Every student has a total of 7 grace days to extend the coursework deadlines through the semester. Each grace day allows for a 24 hours deadline extension without late penalty. That is, you may apply the grace days on a late submission to remove its late penalty. The maximum extension you may request is up to the remaining grace days you have banked up. We will keep track of the grace days on MarkUs. After the grace period, assignments will be accepted up to 3 days late, but 10% will be deducted for each day late, rounded up to the nearest day. After that, submissions will not be accepted and will receive a score of 0.

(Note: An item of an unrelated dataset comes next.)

PR #647, opened 2019-02-05
Update issue templates

economon:


economon:
This PR adds issue templates from GitHub to our repo so that when folks would like to submit (a) bug reports or (b) feature requests, there will already be a standard template form that can be easily filled out. It is similar to the PR template.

You are welcome to work together with other students on the homework. You are also welcome to use any resources you find (online tutorials, textbooks, papers, chatbots, etc.) to help you complete the homework. However, you must list any collaboration or resources you used to complete each homework on each assignment. If you hand in homework that involved collaboration and/or makes use of content that you did not create and you do not disclose this, you will get a 0 for that homework. In addition, it is likely that you will be able to use some resource (be it another student, ChatGPT, or whatever) that can help you solve many of the homework problems. However, note that if you rely too much on such resources you will likely not learn the material and will do poorly on the exams, during which such resources will not be available.


Resource:

Type Name Description
Related Textbooks Deep Learning (Goodfellow at al., 2016) The Deep Learning textbook is a resource intended to help students and practitioners enter the field of machine learning in general and deep learning.
  Information Theory, Inference, and Learning Algorithms (MacKay, 2003) A good introduction textbook that combines information theory and machine learning.
General Framework PyTorch An open source deep learning platform that provides a seamless path from research prototyping to production deployment.
Computation Platform Colab Colaboratory is a free Jupyter notebook environment that requires no setup and runs entirely in the cloud.
  GCE Google Compute Engine delivers virtual machines running in Google’s innovative data centers and worldwide fiber network.
  AWS-EC2 Amazon Elastic Compute Cloud (EC2) forms a central part of Amazon.com’s cloud-computing platform, Amazon Web Services (AWS), by allowing users to rent virtual computers on which to run their own computer applications.